= Segregation in Seattle =

Like most of the United States, the Seattle metropolitan area has a history of segregationist policies and culture. This includes excluding job applicants, patients at hospitals, and turning away customers all on the basis of race. Restrictive housing covenants while they were legally effective from the early 1900s until the 1960s restricted non-white residents of Seattle's ability to own or rent homes in many neighborhoods and suburbs in Seattle. As a result, African-Americans in Seattle were concentrated into Seattle's Central District. On March 31 and April 1, 1966 thousands of Seattle Public School students boycotted the Central District in search for equality in the school systems. Many believed that the problems in the schools stemmed from almost 10,000 students being pushed into a limited amount of space. These locations were often underfunded and understaffed which resulted in poor test schools and low graduation rates.
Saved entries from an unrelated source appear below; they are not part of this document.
PR #15666, opened 2017-01-24
If outbrain container is empty outbrain isn't shown

davidfurey:
It looks like the way outbrain is included has changed, which meant that obWidgetIsShown was returning true even if the widget wasn’t shown.

## What does this change?

Should mean that email signups are shown again on certain articles

Fixes a bug

No

## Screenshots

e.g. /science/2015/mar/10/how-science-can-be-a-childrens-playground-for-serious-lessons

Before change:

screen shot 2017-01-24 at 10 28 19

After change:

screen shot 2017-01-24 at 10 26 11


rich-nguyen (approved):

static/src/javascripts-legacy/projects/common/modules/email/run-checks.js
```diff
@@ -90,7 +90,7 @@ define([
 
     function obWidgetIsShown() {
         var $outbrain = $('.js-outbrain-container');
-        return $outbrain && $outbrain.length > 0;
+        return $outbrain && $outbrain.children && $outbrain.children.length > 0;
```
katebee: Does `$outbrain.children` mean anything, if $outbrain is an array?

`$outbrain.children === undefined` ???🤔 

picture 498

katebee:
Do we need to reference an array item to make this work?
```
    function obWidgetIsShown() {
        var $outbrain = $('.js-outbrain-container')[0];
        return $outbrain && $outbrain.children && $outbrain.children.length > 0;
      }
```

PR #15667, opened 2017-01-24
New nav link updates

zeftilldeath:
Few re-orderings and word swaps in the new nav menu.

@stephanfowler @NataliaLKB


NataliaLKB (approved):
👍

PR #15668, opened 2017-01-24
Remove IMR AB test, apply the IMR update for PROD

katebee:
## What does this change?

- Remove the Neilsen AB test
- Send the new IMR script to everyone
- Update each IMR apid to make it correct for PROD ( `T` => `P` )

- Switching to use the new imrworldwide JS
- API ID can now vary based on the config.page.section
- Sending correct data to IMR

Nope


regiskuckaertz (approved):
Yip yip!

PR #15518, opened 2017-01-10
remove unused assets

alexduf:
## What does this change?
cleanup unused assets
## What is the value of this and can you measure success?
Less clutter
## Does this affect other platforms - Amp, Apps, etc?
No
## Screenshots
No!

@guardian/guardian-frontend

PR #15669, opened 2017-01-24
Updating devinfra defaults to make sure tests fail when they should

NataliaLKB:
## What does this change?
Right now the default for DEVINFRA (teamcity) is to not use hashed bundles making it different from PROD. Really this should be done anyway as you want your test environment to be as close as possible to PROD. This actually meant that [this innocent looking change](https://github.com/guardian/frontend/pull/15518) passed all the tests and went to PROD and unfortunately caused errors.

This PR also removes the same assets as https://github.com/guardian/frontend/pull/15518, but also removes references in the JS config. 

Tests should fail when things are broken

Nope

## Tested in CODE?
No


TBonnin (approved):
lgtm. Great detective world 🔍

jfsoul (approved):

MatthewJWalls (approved):
👍

PR #15670, opened 2017-01-24
Set up the Ask4 Epic deployment test and the Ask4 "earning" strategy deployment

jranks123:
## What does this change?

In this PR, we split the audience into "earning" and "learning". 

The earning segment, as 88% of the audience, will deploy the epic to everyone on all articles, with a limit of 4 impressions per month. Any additional tests added to this segment will act as a boost, so if a user uses up their impressions with the Ask4 strategy, they could see the epic again if, for example, there was a separate test running on the same segment which instructed that the epic be shown on all articles with a certain tag.

The learning segment aims to learn whether staggering out these 4 asks over the month has more of an effect than showing them in a greedy, as soon as possible way, like the current Ask4 strategy does (which is running in the earning segment). 

In order to facilitate this test, we have added the ability to add a minimum time in between impressions at the variant level for Epic tests. 

If we learn that staggering the asks is more effective, we will have a strategy that converts more people. 

No

## Tested in CODE?
No

### DIFF
--- a/static/src/javascripts-legacy/projects/common/modules/commercial/acquisitions-view-log.js
+++ b/static/src/javascripts-legacy/projects/common/modules/commercial/acquisitions-view-log.js
@@ -27,12 +27,10 @@ define([
         var now = new Date().getTime();
 
         return viewLog.filter(function (view) {
-            return (test ? view.testId === test.id : true) && view.date > (now - ms) ;
+            return (test ? view.testId === test.id : true) && view.date > (now - ms);
         }).length;
     }
-
-
-
+    
     return {
         logView: logView,
         viewsInPreviousDays: viewsInPreviousDays
--- a/static/src/javascripts-legacy/projects/common/modules/commercial/acquisitions-view-log.js
+++ b/static/src/javascripts-legacy/projects/common/modules/commercial/acquisitions-view-log.js
@@ -1,0 +1,40 @@
+define([
+    'common/utils/storage'
+], function (storage) {
+
+    var viewKey = 'gu.contributions.views';
+    var viewLog = storage.local.get(viewKey) || [];
+
+
+    var maxLogEntries = 50;
+
+    /**
+     * Log that the user has seen an Epic test so we can limit how many times they see it.
+     * The number of entries is limited to the number in maxLogEntries.
+     *
+     * @param testId
+     */
+    function logView(testId) {
+        viewLog.push({
+            date: new Date().getTime(),
+            testId: testId
+        });
+        storage.local.set(viewKey, viewLog.slice(-maxLogEntries));
+    }
+
+    function viewsInPreviousDays(days, test) {
+        var ms = days * 1000 * 60 * 60 * 24;
+        var now = new Date().getTime();
+
+        return viewLog.filter(function (view) {
+            return (test ? view.testId === test.id : true) && view.date > (now - ms) ;
+        }).length;
+    }
+
+
+
+    return {
+        logView: logView,
+        viewsInPreviousDays: viewsInPreviousDays
+    }
+});
--- a/static/src/javascripts-legacy/projects/common/modules/experiments/acquisition-test-selector.js
+++ b/static/src/javascripts-legacy/projects/common/modules/experiments/acquisition-test-selector.js
@@ -3,18 +3,20 @@ define([
     'common/modules/commercial/acquisitions-view-log',
     'common/modules/experiments/tests/contributions-epic-brexit',
     'common/modules/experiments/tests/contributions-epic-always-ask-strategy',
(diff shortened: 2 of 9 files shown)


static/src/javascripts-legacy/projects/common/modules/experiments/acquisition-test-selector.js
```diff
@@ -1,24 +1,34 @@
...
-    var tests = [alwaysAsk, brexit];
+    var tests = [alwaysAsk, brexit, askFourStagger, askFourEarning];
 
     return {
         getTest: function() {
             var eligibleTests = tests.filter(function (test) {
                 var t = new test();
                 var forced = window.location.hash.indexOf('ab-' + t.id) > -1;
+                var variant = segmentUtil.variantFor(t);
+                var acceptableViewCount =
```
desbo: i'd split this into two `vars` for clarity

static/src/javascripts-legacy/projects/common/modules/experiments/acquisition-test-selector.js
```diff
@@ -1,24 +1,34 @@
...
-    var tests = [alwaysAsk, brexit];
+    var tests = [alwaysAsk, askFourEarning, brexit, askFourStagger];
 
     return {
         getTest: function() {
             var eligibleTests = tests.filter(function (test) {
                 var t = new test();
                 var forced = window.location.hash.indexOf('ab-' + t.id) > -1;
+                var variant = segmentUtil.variantFor(t);
+                var acceptableViewCount = variant? viewLog.viewsInPreviousDays(variant.maxViews.days, t) < variant.maxViews.count : false;
```
jfsoul: missing space before `?`

static/src/javascripts-legacy/projects/common/modules/experiments/acquisition-test-selector.js
```diff
@@ -1,24 +1,34 @@
...
+                var acceptableTimeBetweenViews = variant? viewLog.viewsInPreviousDays(variant.maxViews.minDaysBetweenViews, t) === 0 : false;
 
-                return forced || (t.canRun() && segmentUtil.isInTest(t));
+
+                return forced || (t.canRun() && segmentUtil.isInTest(t) && acceptableViewCount && acceptableTimeBetweenViews);
```
jfsoul: maybe look into using isInTest in a different way because we'll end up calling `variantForId` more than once here (from `isInTest` and `segmentUtil.variantFor(t)` above)

static/src/javascripts-legacy/projects/common/modules/experiments/tests/contributions-epic-ask-four-earning.js
```diff
@@ -0,0 +1,54 @@
...
+
+    return contributionsUtilities.makeABTest({
+        id: 'ContributionsEpicAskFourEarning',
+        campaignId: 'kr1_epic_ask_four_earning',
+
+        start: '2017-01-24',
+        expiry: '2017-05-01',
+
+        author: 'Jonathan Rankin',
+        description: "This places the epic on all articles for all users, with a limit of 4 impressions in any given 30 days",
```
jfsoul: single quotes around this for consistency

static/src/javascripts-legacy/projects/common/modules/commercial/acquisitions-view-log.js
```diff
@@ -0,0 +1,40 @@
...
+        });
+        storage.local.set(viewKey, viewLog.slice(-maxLogEntries));
+    }
+
+    function viewsInPreviousDays(days, test) {
+        var ms = days * 1000 * 60 * 60 * 24;
+        var now = new Date().getTime();
+
+        return viewLog.filter(function (view) {
+            return (test ? view.testId === test.id : true) && view.date > (now - ms) ;
```
jfsoul: extra space

jfsoul (approved):
Minor comments aside, this looks good to me! Thanks for the explanations 👍

static/src/javascripts-legacy/projects/common/modules/experiments/acquisition-test-selector.js
desbo: i think this should be ok since `variantIdFor` is memoized, so we only do the cookie read etc once

jfsoul: yeah I saw that but I thought the non-memoized version will be called by `isInTest`.  Correct me if I'm wrong! 😄

desbo: oh yeah, you're right, thanks!
@jranks123 easy fix for this is to move the `memoize` call to the definition of `variantIdFor`

PR #15671, opened 2017-01-24
look up platform in atoms block

gidsg:
## What does this change?
Small refactor to look up platform of main media atom from atoms CAPI response.

Less Jsoup 

No

## Screenshots
N/A

## Tested in CODE?
No

### DIFF
--- a/common/app/implicits/FaciaContentFrontendHelpers.scala
+++ b/common/app/implicits/FaciaContentFrontendHelpers.scala
@@ -33,9 +33,8 @@ object FaciaContentFrontendHelpers {
        document <- Some(Jsoup.parse(main))
        atomContainer <- Option(document.getElementsByClass("element-atom").first())
        bodyElement <- Some(atomContainer.getElementsByTag("gu-atom"))
-       youTubeIframe <- Option(bodyElement.select("iframe[src^=https://www.youtube.com]").first())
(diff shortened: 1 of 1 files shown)


common/app/implicits/FaciaContentFrontendHelpers.scala
```diff
@@ -33,9 +33,8 @@ object FaciaContentFrontendHelpers {
        document <- Some(Jsoup.parse(main))
        atomContainer <- Option(document.getElementsByClass("element-atom").first())
        bodyElement <- Some(atomContainer.getElementsByTag("gu-atom"))
-       youTubeIframe <- Option(bodyElement.select("iframe[src^=https://www.youtube.com]").first())
        atomId <- Some(bodyElement.attr("data-atom-id"))
-       mainMediaAtom <- atoms.media.find(_.id == atomId)
+       mainMediaAtom <- atoms.media.find(ma => ma.id == atomId && ma.assets.exists(_.platform == "Youtube"))
```
akash1810: does capi provide a `Platform` enum to avoid string matching?

gidsg: Yes, but frontend uses its own representation of the CAPI model so we'd need to recreate it in Frontend. I can look into this but I think I'd rather do it in a separate PR.

akash1810 (approved):

PR #15954, opened 2017-02-24
Liveblog: prevent share-numbers container from changing its height

gu-stav:
## What does this change?

Prevents share-number container next to liveblog from changing its height, while fetching the counts.

Less visual changes, happier users.

No.

## Screenshots

No.

## Tested in CODE?

No.


SiAdcock (approved):
💎 💎 💎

The number of protesters soon grew, including thousands of white students, and three public school teachers. The outpouring support for the issue forced the Seattle School Board to grant the public with a real solution to the problem. Today, Seattle recognizes this protest as the Seattle Public Schools Boycott of 1966

While de jure segregation enforced by law is no longer practiced, Seattle remains a highly racially segregated city. This is both from the aftermath of legalized segregation and the result of a continued practice of de facto segregation.